▼

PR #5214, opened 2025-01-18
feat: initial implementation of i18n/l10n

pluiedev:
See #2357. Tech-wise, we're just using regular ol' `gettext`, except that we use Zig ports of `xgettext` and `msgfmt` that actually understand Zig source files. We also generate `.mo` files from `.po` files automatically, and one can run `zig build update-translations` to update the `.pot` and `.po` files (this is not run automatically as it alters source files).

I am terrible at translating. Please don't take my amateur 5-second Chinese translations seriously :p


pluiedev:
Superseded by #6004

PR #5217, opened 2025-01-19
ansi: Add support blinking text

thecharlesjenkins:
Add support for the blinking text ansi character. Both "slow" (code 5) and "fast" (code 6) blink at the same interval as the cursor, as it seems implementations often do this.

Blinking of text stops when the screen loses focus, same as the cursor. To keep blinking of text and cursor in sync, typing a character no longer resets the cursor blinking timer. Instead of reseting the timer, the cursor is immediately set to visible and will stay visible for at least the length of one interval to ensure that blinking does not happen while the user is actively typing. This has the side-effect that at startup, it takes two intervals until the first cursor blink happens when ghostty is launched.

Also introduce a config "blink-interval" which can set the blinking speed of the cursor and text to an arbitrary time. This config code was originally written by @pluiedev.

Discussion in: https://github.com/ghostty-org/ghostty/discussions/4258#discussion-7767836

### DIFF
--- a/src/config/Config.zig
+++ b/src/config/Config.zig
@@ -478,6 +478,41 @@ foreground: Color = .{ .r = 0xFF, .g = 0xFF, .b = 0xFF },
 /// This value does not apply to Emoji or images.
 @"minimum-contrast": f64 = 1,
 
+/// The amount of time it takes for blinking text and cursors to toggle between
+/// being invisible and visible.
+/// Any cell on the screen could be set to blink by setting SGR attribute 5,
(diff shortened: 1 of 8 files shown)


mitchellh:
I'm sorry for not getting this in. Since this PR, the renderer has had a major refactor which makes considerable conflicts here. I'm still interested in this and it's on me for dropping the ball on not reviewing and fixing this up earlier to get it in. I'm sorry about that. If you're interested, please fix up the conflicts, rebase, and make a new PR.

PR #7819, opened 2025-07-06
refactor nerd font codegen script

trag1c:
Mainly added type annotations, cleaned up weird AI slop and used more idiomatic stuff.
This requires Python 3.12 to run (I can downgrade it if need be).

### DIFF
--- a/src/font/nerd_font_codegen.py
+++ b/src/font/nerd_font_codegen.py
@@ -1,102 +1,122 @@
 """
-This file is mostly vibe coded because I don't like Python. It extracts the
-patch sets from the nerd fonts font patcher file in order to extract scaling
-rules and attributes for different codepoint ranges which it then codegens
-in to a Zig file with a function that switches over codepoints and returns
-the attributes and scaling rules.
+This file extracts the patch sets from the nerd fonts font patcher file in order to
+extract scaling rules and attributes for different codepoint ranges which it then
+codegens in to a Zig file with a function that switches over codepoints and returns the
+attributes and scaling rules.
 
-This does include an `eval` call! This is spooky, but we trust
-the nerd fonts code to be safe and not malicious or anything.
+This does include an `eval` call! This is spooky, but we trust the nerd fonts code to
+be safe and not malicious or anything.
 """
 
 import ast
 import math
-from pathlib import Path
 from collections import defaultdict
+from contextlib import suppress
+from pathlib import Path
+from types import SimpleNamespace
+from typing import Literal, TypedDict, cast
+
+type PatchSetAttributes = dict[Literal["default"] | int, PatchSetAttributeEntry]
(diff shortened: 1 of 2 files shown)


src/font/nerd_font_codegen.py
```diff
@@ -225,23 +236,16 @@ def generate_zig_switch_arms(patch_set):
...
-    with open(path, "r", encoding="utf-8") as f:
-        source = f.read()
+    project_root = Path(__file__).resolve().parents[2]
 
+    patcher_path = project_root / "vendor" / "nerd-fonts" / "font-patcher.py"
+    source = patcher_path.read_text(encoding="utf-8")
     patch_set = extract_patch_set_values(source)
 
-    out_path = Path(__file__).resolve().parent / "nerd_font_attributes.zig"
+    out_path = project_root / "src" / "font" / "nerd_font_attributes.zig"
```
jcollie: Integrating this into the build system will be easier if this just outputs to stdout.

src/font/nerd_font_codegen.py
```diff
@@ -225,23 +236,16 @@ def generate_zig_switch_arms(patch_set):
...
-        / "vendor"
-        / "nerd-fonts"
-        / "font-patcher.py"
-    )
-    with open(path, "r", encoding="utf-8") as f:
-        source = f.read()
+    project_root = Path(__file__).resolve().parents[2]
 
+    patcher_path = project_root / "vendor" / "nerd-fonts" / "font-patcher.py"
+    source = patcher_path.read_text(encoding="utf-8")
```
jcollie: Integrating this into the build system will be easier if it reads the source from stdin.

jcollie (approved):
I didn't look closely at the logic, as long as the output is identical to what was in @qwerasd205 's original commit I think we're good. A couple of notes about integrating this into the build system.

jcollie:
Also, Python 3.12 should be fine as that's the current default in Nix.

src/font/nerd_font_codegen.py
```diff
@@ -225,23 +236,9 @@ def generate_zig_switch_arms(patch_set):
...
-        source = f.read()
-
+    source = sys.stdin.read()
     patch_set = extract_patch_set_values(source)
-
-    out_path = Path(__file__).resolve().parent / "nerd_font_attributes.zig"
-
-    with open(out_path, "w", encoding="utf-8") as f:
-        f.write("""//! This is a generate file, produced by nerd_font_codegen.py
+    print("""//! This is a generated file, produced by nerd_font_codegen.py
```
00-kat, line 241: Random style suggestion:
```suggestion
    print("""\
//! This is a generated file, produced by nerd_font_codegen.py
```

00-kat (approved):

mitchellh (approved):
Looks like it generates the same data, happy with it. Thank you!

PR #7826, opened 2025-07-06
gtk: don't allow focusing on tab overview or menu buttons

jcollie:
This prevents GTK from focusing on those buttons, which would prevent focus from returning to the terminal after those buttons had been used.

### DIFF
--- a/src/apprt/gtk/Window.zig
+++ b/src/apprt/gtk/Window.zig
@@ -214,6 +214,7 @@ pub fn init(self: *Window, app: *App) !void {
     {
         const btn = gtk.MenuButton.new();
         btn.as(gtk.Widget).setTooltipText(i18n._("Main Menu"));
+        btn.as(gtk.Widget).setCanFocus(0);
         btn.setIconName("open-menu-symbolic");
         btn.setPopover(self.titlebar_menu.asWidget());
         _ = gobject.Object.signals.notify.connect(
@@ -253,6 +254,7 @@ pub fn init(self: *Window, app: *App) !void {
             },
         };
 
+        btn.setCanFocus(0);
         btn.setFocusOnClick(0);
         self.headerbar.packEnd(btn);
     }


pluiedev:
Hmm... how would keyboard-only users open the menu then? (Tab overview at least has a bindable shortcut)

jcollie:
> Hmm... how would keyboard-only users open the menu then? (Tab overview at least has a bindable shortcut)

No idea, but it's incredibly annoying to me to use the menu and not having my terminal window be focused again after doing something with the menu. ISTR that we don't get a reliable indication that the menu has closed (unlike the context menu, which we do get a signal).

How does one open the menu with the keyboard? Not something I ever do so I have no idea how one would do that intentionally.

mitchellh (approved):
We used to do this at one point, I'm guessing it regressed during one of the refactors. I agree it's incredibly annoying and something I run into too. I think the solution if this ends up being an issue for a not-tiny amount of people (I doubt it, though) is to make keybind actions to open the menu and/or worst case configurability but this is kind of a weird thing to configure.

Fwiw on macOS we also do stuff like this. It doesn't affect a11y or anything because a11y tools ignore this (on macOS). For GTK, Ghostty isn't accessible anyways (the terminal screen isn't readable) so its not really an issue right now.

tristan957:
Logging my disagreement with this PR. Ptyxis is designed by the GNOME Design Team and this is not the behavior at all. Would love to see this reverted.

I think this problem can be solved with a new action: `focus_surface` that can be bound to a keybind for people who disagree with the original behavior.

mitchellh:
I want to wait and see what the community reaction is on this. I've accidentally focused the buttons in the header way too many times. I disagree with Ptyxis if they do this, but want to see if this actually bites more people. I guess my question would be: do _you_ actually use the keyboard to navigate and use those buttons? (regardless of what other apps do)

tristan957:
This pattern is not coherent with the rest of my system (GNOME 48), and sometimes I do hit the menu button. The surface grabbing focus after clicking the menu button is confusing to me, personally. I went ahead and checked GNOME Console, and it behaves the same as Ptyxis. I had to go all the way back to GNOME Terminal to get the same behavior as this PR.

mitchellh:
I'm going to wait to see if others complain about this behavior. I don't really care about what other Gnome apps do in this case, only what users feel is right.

▲

(DESCRIPTION OF THE TASK): Show every line of the material that includes the string "weird".

(ANSWER TO THIS TASK):
Mainly added type annotations, cleaned up weird AI slop and used more idiomatic stuff.
We used to do this at one point, I'm guessing it regressed during one of the refactors. I agree it's incredibly annoying and something I run into too. I think the solution if this ends up being an issue for a not-tiny amount of people (I doubt it, though) is to make keybind actions to open the menu and/or worst case configurability but this is kind of a weird thing to configure.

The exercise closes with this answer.